After hunting multiple states, I also theorize that flocks with bearded hens produce toms with longer/thicker beards - so I want those ladies around to keep producing stud toms.

More important, I’ve seen far fewer hens in my area this year - so collectively, no bearded hen for me - I’ll take all the poults they can produce.

Most ‘official reports’ you read state that 5-10% of the hens have a beard, but in my experiences the occurrence is very regional. For example, 8 miles south of my house about 25% of the hens on relatively large chunk of land had a beard. However, I’ve yet to see one hunting in a 5 mile radius around my house though, and that’s with thousands of acres of farmland and powerlines...



Sent from my iPhone using Michigan Sportsman


----------



## Tron322 (Oct 29, 2011)

I have only noticed one over the years I could keep track of, had about an 8" beard and loved the same area from April to November. She would attract Toms in the spring but throughout the summer and fall she would be alone, I never noticed any poults with her. I saw her for several years, probably 4 or 5.

The other bearded hens I see in the spring and don't see them again later in the year. Did see one last Thursday while driving to a spot to scout. 

Anyone ever see bearded hens with poults? Because of the one I saw when I was younger I assumed that one didn't have the right plumbing, but never saw enough of them to start shooting them in the spring just in case she's gonna have poults


----------



## timbrhuntr (Feb 4, 2009)

I have a bunch of bearded hens in one area I hunt not unusual to see 3 or 4 in a group and yes I have seen them with poults ! I like the one about bearded hens producing longer/thicker bearded toms lol I haven't seen it but if it stops people from shooting them in the spring I'm all fot it !


----------



## Flight of the arrow (Feb 11, 2008)

Not for me either, I don’t even shoot a turkey every year, but I don’t need the meat to survive so the bearded ladies can walk .
Flight


----------



## 98885 (Jan 18, 2015)

I've had opportunities at bearded hens. Chased one around for 1/2 Mile or so with my young son at the time. He wanted to harvest the bird. No luck. I have 3-4 in my local flock that comes in the yard. No reason desire to kill one. The Males are much too pretty to let walk if I have a tag. Plus the calling and work to get one in is the drug. The hens are boring. They get the pass.


----------



## notime (Nov 11, 2011)

I've shot 2. The 1st one was last day of spring season in 1993. It had a leg band from the MiDNR. Found out that it was captured and released in my area from Three Rivers 6 years earlier. 2nd one was in the fall a few years later.


----------



## retired dundo (Jul 21, 2015)

This is first year I’ve ever seen one by my house.And since I retired kin 2009 I do a lot of driving around where I live in March and April and may elmost every morning seeing lots of hens


----------



## fishdip (Dec 29, 2010)

Nope,she would get a pass.


----------



## Sprytle (Jan 8, 2005)

Nope I wouldn't either. I see em all the time around here...they are nothing special to me.


----------



## BUCK/PIKE (Oct 24, 2011)

Ive also seen quite a few.last yr i saw three different ones including 1 with close to 8" beard..
Ive never shot 1 and always said if i did it would be a full body mount...i really dont have room for 1 in the house and the $$ for a full mount sheesh!


----------



## triplelunger (Dec 21, 2009)

BOOM!


----------



## Yankee#1 (Jun 3, 2015)

BUCK/PIKE said:


> ...including 1 with close to 8" beard..

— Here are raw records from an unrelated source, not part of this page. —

Issue #6731, opened 2025-03-14
SyntaxError occurs when dynamically modifying generator function source during runtime


TES286:
### Description

When a spider callback function is modified at runtime (e.g., during development with auto-reloading tools), Scrapy's `warn_on_generator_with_return_value` check may fail due to a syntax error caused by inconsistent code parsing. This occurs because `inspect.getsource()` retrieves the updated source code, but line/indentation calculations may reference the original version, leading to incorrect code extraction and AST parsing failures.

### Steps to Reproduce

1. Create a Scrapy spider with a generator-based callback (e.g., using `yield`).
2. Run the spider.
3. During runtime, modify the callback function in a way that changes line breaks or indentation (e.g., adding/removing parentheses across lines).
4. Trigger a new request to the modified callback.

**Expected behavior:** Scrapy should handle code changes gracefully or ignore runtime modifications.

**Actual behavior:** A `SyntaxError` (e.g., `unmatched ')'`) is raised during AST parsing due to mismatched code extraction.

**Reproduces how often:** 100% when code modifications alter line structure during runtime inspection.

### Versions

```
Scrapy       : 2.12.0
Python       : 3.13.2 
Platform     : Windows-11
```

### Additional context

**Root Cause**:  
The `is_generator_with_return_value()` function in `scrapy/utils/misc.py` uses `inspect.getsource()` to retrieve the current source code of a callback. If the function is modified during runtime (especially changes affecting line breaks/indentation), the parsed code snippet may be truncated incorrectly, causing AST failures.

**Minimal Reproduction (Non-Scrapy)**:  
Run this script and modify the `target()` function during execution:
```python
from inspect import getsource
import time

def target():
    # Edit this function during runtime
    yield 1

while True:
    try:
        src = getsource(target)
        ast.parse(src)
    except Exception as e:
        print(f"Failed: {e}")
    time.sleep(1)
```

**Affected Code**:  
The issue originates from [`scrapy/utils/misc.py` L245-L279](https://github.com/scrapy/scrapy/blob/master/scrapy/utils/misc.py#L245-L279), where dynamic source retrieval interacts poorly with runtime code changes. While `inspect.getsource()` works as designed, Scrapy's logic doesn't account for source mutations after spider initialization.

**Suggested Fixes**:  
1. Cache the initial function source code during spider setup.
2. Add an option to disable generator return checks.
3. Implement robust error handling around AST parsing.

Gallaecio:
[...]

PR #6738, opened 2025-03-18
Syntax Error Fixed 

MehrazRumman:
Issue #6731

### DIFF
--- a/docs/topics/settings.rst
+++ b/docs/topics/settings.rst
@@ -2047,6 +2047,19 @@ also used by :class:`~scrapy.downloadermiddlewares.robotstxt.RobotsTxtMiddleware
 if :setting:`ROBOTSTXT_USER_AGENT` setting is ``None`` and
 there is no overriding User-Agent header specified for the request.
 
+.. setting:: WARN_ON_GENERATOR_RETURN_VALUE
+WARN_ON_GENERATOR_RETURN_VALUE
+~~~~~~~~~~~~~~~~~~~~~~~~~~~~~~
+
+Default: ``True``
+
+Whether to show a warning when a generator-based callback uses a ``return <value>`` statement.
+In Scrapy, such return values are ignored, which might indicate a misunderstanding or potential bug
+in the callback logic.
+
+Set this to ``False`` to suppress these warnings.
+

Anything over 8” on a hen is considered relatively rare, many are 3-4” and longer ones are usually in the 5-7” range. She’s more likely to be an older bird. 




Sent from my iPhone using Michigan Sportsman


----------



## BUCK/PIKE (Oct 24, 2011)

Yankee#1 said:


> Anything over 8” on a hen is considered relatively rare, many are 3-4” and longer ones are usually in the 5-7” range. She’s more likely to be an older bird.
> 
> 
> 
> ...


funny Yank im pretty sure i saw that same bearded hen tonight and man it really could be 8" thin rope.haha


----------



## BUCK/PIKE (Oct 24, 2011)

crappy pic but longest beard by far for all the bearded hens ive seen.1 yr i saw 4 different bearded hens on 1 property


----------



## Flag Up (Feb 15, 2009)

BUCK/PIKE said:


> Crappy pic but longest beard by far for all the bearded hens I've seen.1 yr I saw 4 different bearded hens on 1 property


That's a nice beard!


----------



## old graybeard (Jan 19, 2006)

Nice

Sent from my SM-G892A using Michigan Sportsman mobile app


----------



## LooksMoosey (Aug 29, 2015)

Passed one this year at 15 yds. Saw her several times. Dad saw her with poults (assuming same bird- same area) a year ago. She has a pretty nice beard on her!


----------



## BumpRacerX (Dec 31, 2009)

Passed on one Friday. Was really hoping the Karma Gods would bless me in reward. So far...no such luck lol.

As my number of sits left in the season is down to either hunting the fly down before work, or the last few hours of the day after for the next five days...Bearded hens no longer get a pass.


----------